Senior counsel and co-head of the firm's Payments and Cards practice Peter Aziz told The Globe and Mail that a coming evaluation of Canada by the Financial Action Task Force is part of the reason FinTRAC is becoming more active.

"The task force is a global money laundering and terrorist financing watchdog group based in Paris, with 39 member countries, including Canada," Peter said.

As reported, Canada's anti-money laundering policies are set to be evaluated in December 2025 by the task force.

"We do see a recurring pattern where in the lead-up to an FATF review, FinTRAC and the government of Canada need to both enforce compliance with anti-money-laundering laws and be seen to be enforcing compliance," Peter said.

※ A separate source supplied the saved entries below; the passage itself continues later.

PR #1839, opened 2019-01-23
added convenience function to efficiently calculate size of a roaring bitmap in bytes

### LINKED ISSUE #1838: Best way to get Roaring.Bitmap size?

### Description
To have a handle on memory footprint when working with Roaring.Bitmaps - I'm monitoring it's size. Wonder what is the best way to get it? I'm trying to use Bitmap.Info() and then calculate Alloc size of all containers - but this method does too many allocations of bitmap and container info structs - is there something else I can be using? or is it possible to improve way to get Bitmap size on hot path without as many allocations?

Little to no garbage when trying to get Bitmap size

tgruben:
Fixes #1838

### DIFF
--- a/roaring/roaring_test.go
+++ b/roaring/roaring_test.go
@@ -37,6 +37,29 @@ func TestContainerCount(t *testing.T) {
 		t.Fatalf("Count != CountRange\n")
 	}
 }
+func TestSize(t *testing.T) {
+	//array
+	a := roaring.NewFileBitmap(0, 65535, 131072)
+	if a.Size() != 6 {
+		t.Fatalf("Size in bytes incorrect \n")
+	}
+
+	//bitmap
+	b := roaring.NewFileBitmap()
+	for i:=uint64(0);i<2048;i++{
+		b.DirectAdd(i)
+	}
+
+	if b.Size() != 4096 {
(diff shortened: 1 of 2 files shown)


roaring/roaring_test.go
```diff
@@ -37,6 +37,29 @@ func TestContainerCount(t *testing.T) {
...
+		t.Fatalf("Size in bytes incorrect \n")
+	}
+
+	//bitmap
+	b := roaring.NewFileBitmap()
+	for i := uint64(0); i < 2048; i++ {
+		b.DirectAdd(i)
+	}
+
+	if b.Size() != 4096 {
```
travisturner: this is actually an `array` container (not a `bitmap` container), so it's still not checking `bitmap`.

roaring/roaring_test.go
```diff
@@ -37,6 +37,29 @@ func TestContainerCount(t *testing.T) {
...
+		t.Fatalf("Size in bytes incorrect \n")
+	}
+
+	//bitmap
+	b := roaring.NewFileBitmap()
+	for i := uint64(0); i < 4096; i++ {
+		b.DirectAdd(i)
+	}
+
+	if b.Size() != 8192 {
```
travisturner: still not correct. it's still an array.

"This issuing of significant administrative monetary penalties is a way for FinTRAC to be seen to be administering the act. They may be of the view that FATF would expect this to be a measure of FinTRAC's effectiveness."

Peter explained that Canada maintains the highest standards of compliance with anti-money-laundering and anti-terrorist financing protocols. Even so, it's important for the country and for all of Canada's banks to achieve a stellar compliance rating.

Meanwhile, Peter suspects FinTRAC will continue accelerating its enforcement activities as the task force review inches closer.

"We may see more administrative monetary penalties coming," he said.